En el simulacro ha participado también el guarda rural Carlos Enrique López, un profesional con una dilatada experiencia. El profesional gestiona los terrenos del Coto de la Asociación Cultural y Deportiva Caza y Pesca de Linares.

Descenso del rescatista por la tirolina. A la derecha, fijación de la tirolina a los troncos de tres encinas.

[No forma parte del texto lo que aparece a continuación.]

PR #2348, opened 2017-03-01
ignore .idea directory for pycharm users

corochann:
.idea is config files directory which pycharm automatically creates
This PR is to ignore .idea directory from git commit.


okuta:
LGTM!

PR #2755, opened 2017-05-22
Remove unnecessary imports from functions and links

beam2d:
This PR removes unnecessary imports of modules in `chainer/functions/__init__.py` and `chainer/links/__init__.py`. In particular, the changes on `chainer/functions/__init__.py` improves the PyCharm support (it will correctly analyses the usage of functions in `chainer.functions`). This PR also fixes the use of symbols under `chainer.links` to meet our coding style guideline.


delta2323:
Jenkins build fails. Could you check # 475 of v2 ?

beam2d:
I think the failure is not due to this change. See the tests of the `_v2` branch.

okuta:
LGTM!

PR #2761, opened 2017-05-23
Make Hyperparameter copyable in Py3.6

beam2d:
This PR fixes a bug of Hyperparameter on deep copy (or, strictly speaking, on unpickling).


gwtnb:
LGTM

Issue #2537, opened 2017-04-12
Inconsistent naming convention between LSTM and GRU


delta2323:
Chainer has both stateful and stateless RNN units (e.g. LSTM) as links. But there naming convention is not consistent among different kinds of RNN. We should 

* `L.StelessLSTM` and `L.LSTM` (stateful)
* `L.StatefulPeepholeLSTM`
* `L.StatefulZoneoutLSTM`
* `L.GRU`(stateless) and `L.StatefulGRU`

I am considering to remove or change the implementation of at least one of `L.LSTM` and `L.GRU` because it should be confusing for users that default implementations of how states are handled (stateless/stateful) are different. So, this issue should be solved in v2.

delta2323:
Close it because it is duplicated to #2285

delta2323:
Sorry, what this issue wants to solve is different form #2285.

delta2323:
Take the LSTM case for example. My idea is to make both `StatefulLSTM` and `StatelessLSTM` and also prepare an `LSTM` as an alias for the stateful one. I (and also some development team members) think that the abbreviation should point a more commonly-used object, which is, I think, the stateful version.

So, what we do is
* Add `L.PeepholeLSTM`, which is alias of `L.StatefulPeepholeLSTM`
* Add `L.ZoneoutLSTM`, which is an alias of `L.StatefulZoneoutLSTM`
* Add `L.StatelessGRU` whose implementation is almost identical to that of current `L.GRU`.
* Change `L.GRU` from stateless to stateful (todo that, we must declare changes).

PR #2768, opened 2017-05-25
Add L.StatelessGRU and change the implementation of L.GRU

delta2323:
This PR adds `L.StatelessGRU` and change `L.GRU` from stateless to stateful as proposed in #2537.

As the semantics of `L.GRU` is changed, this change breaks users' code. To notify users the change, we determine which API (v1/v2) users assume by the number of argument passed to `__call__` and invalidate the former one.

TODO: Add this change to the upgrade guide #2741.


delta2323:
I make a naming convention of the branch name (should be prefixed with `_v2`). I created another identical PR and close it.

PR #2770, opened 2017-05-25
Add Variable.creator setter

beam2d:
The current v2 broke some users' code unintentionally. This PR fixes it.

### DIFF
--- a/chainer/variable.py
+++ b/chainer/variable.py
@@ -161,6 +161,12 @@ class VariableNode(object):
         """Function node that created this variable node."""
         return self._creator
 
+    @creator.setter
+    def creator(self, func):
+        self._creator = func
+        if func is not None:
+            self._rank = func.rank + 1
+
     @property
     def data(self):
         """Data array of the corresponding variable.
@@ -206,16 +212,21 @@ class VariableNode(object):
     def set_creator(self, creator):
         """Sets a :class:`Function` object that created this node.
 
+        This method is equivalent to ``self.creator = creator``.
+
         Args:
             creator (Function): Function object that created this node.
 
         """
-        self._creator = creator
-        self._rank = creator.rank + 1
+        self.creator = creator
 
     def unchain(self):
-        """Deletes the reference to the creator of this variable node."""
-        self._creator = None
+        """Deletes the reference to the creator of this variable node.
+
+        This method is equivalent to ``self.creator = None``.
+
+        """
+        self.creator = None
 
     def retain_data(self):
         """Lets the node hold a reference to the underlying data array.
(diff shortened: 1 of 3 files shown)


chainer/variable.py
```diff
@@ -161,6 +161,12 @@ def creator(self):
         """Function node that created this variable node."""
         return self._creator
 
+    @creator.setter
+    def creator(self, func):
+        self._creator = func
+        if func is not None:
+            self._rank = func.rank + 1
+
```
niboshi: Don't you have to set `self._rank = 0` if `func is None`?

tests/chainer_tests/test_variable.py
```diff
@@ -183,6 +183,23 @@ def test_backward_gpu_retain_grad(self):
         ret = self.create_linear_chain(2, True)
         self.check_backward((ret[0], ), (ret[1], ), (ret[2], ), True)
 
+    def test_unchain(self):
+        ret = self.create_linear_chain(3, False)
+        ret[1].unchain()
+        self.check_backward((ret[1],), (ret[2],), (ret[3],), False)
```
niboshi: How about adding test to check `ret[1].creator` and `.rank`?

tests/chainer_tests/test_variable.py
```diff
@@ -183,6 +183,23 @@ def test_backward_gpu_retain_grad(self):
...
+
+    def test_set_none_to_creator(self):
+        ret = self.create_linear_chain(3, False)
+        ret[1].creator = None
+        self.check_backward((ret[1],), (ret[2],), (ret[3],), False)
```
niboshi: Ditto (test for `.creator` and `.rank`)

tests/chainer_tests/test_variable.py
```diff
@@ -183,6 +183,23 @@ def test_backward_gpu_retain_grad(self):
...
+
+    def test_set_none_and_original_to_creator(self):
+        ret = self.create_linear_chain(2, False)
+        creator = ret[1].creator
+        ret[1].creator = None
+        ret[1].creator = creator
+        self.check_backward((ret[0],), (ret[1],), (ret[2],), False)
```
niboshi: Ditto (test for `.creator` and `.rank`)

delta2323:
Not the setter of `Variable.creator` but `VariableNode.creator`?

chainer/variable.py
beam2d: No, because `_rank` is used for sorting nodes in backward, and the leaf node (including a variable that does not have a creator) is not involved in the sorting.

beam2d:
Both are added for avoiding code duplications.

tests/chainer_tests/test_variable.py
beam2d: OK, will add.

chainer/variable.py
niboshi: OK.

niboshi:
`Function.rank` is set only if `configuration.config.enable_backprop` is `True`. That means, user could get `AttributeError` on accessing `Function.rank`, which is not user-friendly.

I  suggest:
- Raise some error on entrance of `Variable.backward()` if `not enable_backprop`.
- Check if `Function.rank` is set in `VariableNode.creator` setter and `set_creator`.

beam2d:
In most cases, `Function` object used with `enable_backprop=True` is not recorded (I mean, the Function object is not attached to any variable as a creator), and so `backward` does not reach the Function object and no error occurs. If users manually attach a `Function` object to a variable, the error may occur. The error message for this case should be improved. Good catch! I will fix `creator` setter.

beam2d:
I chose to let `Function.rank` return 0 if not set.

niboshi:
LGTM!

PR #2771, opened 2017-05-25
Expose VariableNode as a documented API

delta2323:
This PR makes `chainer.variable.VariableNode`, which was introduced from v2 documented.

`VariableNode` corresponds to a part of documented API of `Variable` in v1.  Also, the upgrade guide we are working on in #2741 mentioned this object. Therefore, it is natural that we expose `VariableNode` to users in v2 as well.

But I do not create an alias `chainer.VariableNode` as I think we do not expect users  use this object through `Variable` and do not touch it directly.


niboshi:
LGTM. Could you change the base branch to master?

delta2323:
Thank you I changed the destination branch.

niboshi:
Sorry, it looks like this has been solved in #2827.

delta2323:
OK, no problem

PR #2773, opened 2017-05-25
Update contribution guide

beam2d:
I wrote an updated contribution guide for v2.

### DIFF
--- a/docs/source/contribution.rst
+++ b/docs/source/contribution.rst
@@ -1,9 +1,14 @@
-Chainer Contribution Guide
-==========================
+Contribution Guide
+==================
 
 This is a guide for all contributions to Chainer.
 The development of Chainer is running on `the official repository at GitHub <https://github.com/pfnet/chainer>`_.
 Anyone that wants to register an issue or to send a pull request should read through this document.
+
+.. note::
+
+   Many points of this document are updated at v2.
+   We strongly recommend all contributors of v1 to read through the document again.
 
 Classification of Contributions
 -------------------------------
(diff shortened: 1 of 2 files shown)


docs/source/contribution.rst
```diff
@@ -1,48 +1,129 @@
...
+ 16 weeks    --          Y.0.0      Z.0.0a1
+========== =========== =========== ============
+
+The dates shown in the left-most column are relative to the release of ``X.0.0rc1``.
+In particular, each revision release is made four weeks after the previous one of the same major version, and the pre-release of the upcoming major version is made at the same time.
+
+Note that the development of ``X.0.x`` stops at ``X.0.2``.
+During the parallel development of ``Y.0.0`` and ``Z.0.0a1``, the version ``Y`` is treated as an **almost-stable version** and ``Z`` is treated as a development version.
+
+If there is a critical bug found in ``X.0.2`` after stopping the development of version ``X``, we may release a hot-fix for this version at any time.
```
delta2323: Does it mean we do not release any hot-fix version for X.0.0 and X.0.1?

docs/source/contribution.rst
```diff
@@ -1,48 +1,129 @@
...
+
+.. note::
+
+   The release cycle of ``2.0.x`` and ``3.0.0x`` are slightly different from this table because we do not have ``3.0.0a1`` at the timing of the release of ``2.0.0``.
+   In this case, the releases of ``3.0.0x`` are shifted four weeks behind the usual timeline, that is, ``3.0.0a1`` will be released at the same time with ``2.0.1``.
+
+As you can see in the above table, we basically do not have any minor releases from v2.
```
delta2323: ", that means the second digit is always 0."

docs/source/contribution.rst
```diff
@@ -1,48 +1,129 @@
...
+- Otherwise, choose the ``dev`` branch.
 
-Issues and PRs
---------------
+For example, a change to fix a bug of the stable version should basically be sent to the ``master`` branch.
+A change to fix a bug caused by newly-introduced APIs in the development version should be sent to the ``dev`` branch.
+A change to introduce a new function/class, add a new argument to an existing function, and/or modify the existing arguments of a function should be sent to the ``dev`` branch.
 
-Issues and PRs are classified into following categories:
+*Note: a change that can be applied to both branches should be sent to the* ``master`` *branch.*
```
delta2323: Use `.. note::`

delta2323:
We need to define the term *major update* and *revision update* somewhere in the contribution guide because it could not be obvious from users. Is the following definition correct?

* Major update is an update form X.0.0rc1 to X.0.0.
* Revision update is one of the following updates: 
   * from X.0.0 to Y.0.0a1
   * from Y.0.0a1 to Y.0.0b1
   * from Y.0.0b1 to Y.0.0rc1

delta2323:
If we narrow the supported versions of CUDA and cuDNN (which is done in cupy/cupy#34), we should notify it users. I am not sure it is appropriate but, the update guide is one of the possible place to write it.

Simulacro de rescate de un cazador herido por parte de los bomberos
Un año más, los efectivos del Parque de Bomberos de Linares han realizado una jornada de entrenamiento en uno de los acotados de la localidad.
Carlos Enrique, colaborador habitual de Club de Caza, realiza la crónica del operativo.
«El equipo de Rescate en Altura del Parque de Bomberos de Linares ha desarrollado un operativo en los terrenos del Coto Deportivo de Caza que gestiona la Asociación Cultural y Deportiva Caza y Pesca de Linares. El ejercicio, del que se ha informado oportunamente al 112 desde el propio Parque de Bomberos, ha consistido en un supuesto en el que el guarda rural del coto localiza a un cazador que ha sufrido una caída desde el borde de un cañón de un río y ha quedado junto a la corriente con ambas piernas rotas y sin posibilidad de moverse.
El punto más accesible para vehículos de emergencia está en la orilla opuesta, en la parte alta del acantilado. Debido a la vegetación del entorno es imposible la intervención de un helicóptero, por lo que se determina crear un sistema de tirolina desde la parte superior del acantilado, donde se encuentran los vehículos de emergencia, para bajar a un rescatista equipado con material y una camilla, y de esta forma evacuar al herido.
El guarda rural, conocedor del entorno, se encarga de indicar el paso adecuado del vado a un miembro del equipo, que es el responsable de fijar las cuerdas que compondrán la tirolina, así como la parte más estable del borde del acantilado donde el peligro de desprendimiento es mínimo, para dar seguridad a la operación de salvamento.
La realización de este tipo de ejercicios es fundamental para estar preparados para cualquier emergencia que pueda producirse en el entorno rural y que, como se ha demostrado con la práctica, nada tiene que ver con los rescates que pueden realizarse en ciudad y a los que los miembros del equipo están más habituados.
La vocación de este grupo de bomberos les ha llevado a contactar con el guarda rural de la Asociación Caza y Pesca para que les buscara un sitio donde el rescate supusiera un auténtico desafío, y el guarda no se ha andado con mediocridades. En una palabra, les «ha cargado la mano».

Los participantes en la maniobra. De izq. adrcha. Jesús Trujillo, Agustín Cisneros, José A. Pino (Jefe del Equipo) Carlos Enrique López (Guarda Rural) José Miguel Luque, Fernando Puentes y Juan AngelCruz.
El ejercicio, que comenzó con la salida desde el Parque de Bomberos de Linares a las 8:00 horas, ha finalizado a las 13:00. Con un grupo de héroes sin capa, sudando a chorros, comentando las incidencias y siendo felicitados efusivamente por su jefe, que ha sido el último en rapelar el cortado después de supervisar todo el ejercicio.
El simulacro ha finalizado con la enorme satisfacción de saber que cuentan con un equipo de hombres dispuestos a jugarse la vida para poner a salvo a cualquiera, y que son capaces de dar la utilidad adecuada al material del que disponen, para crear un equipo de evacuación en el entorno más hostil».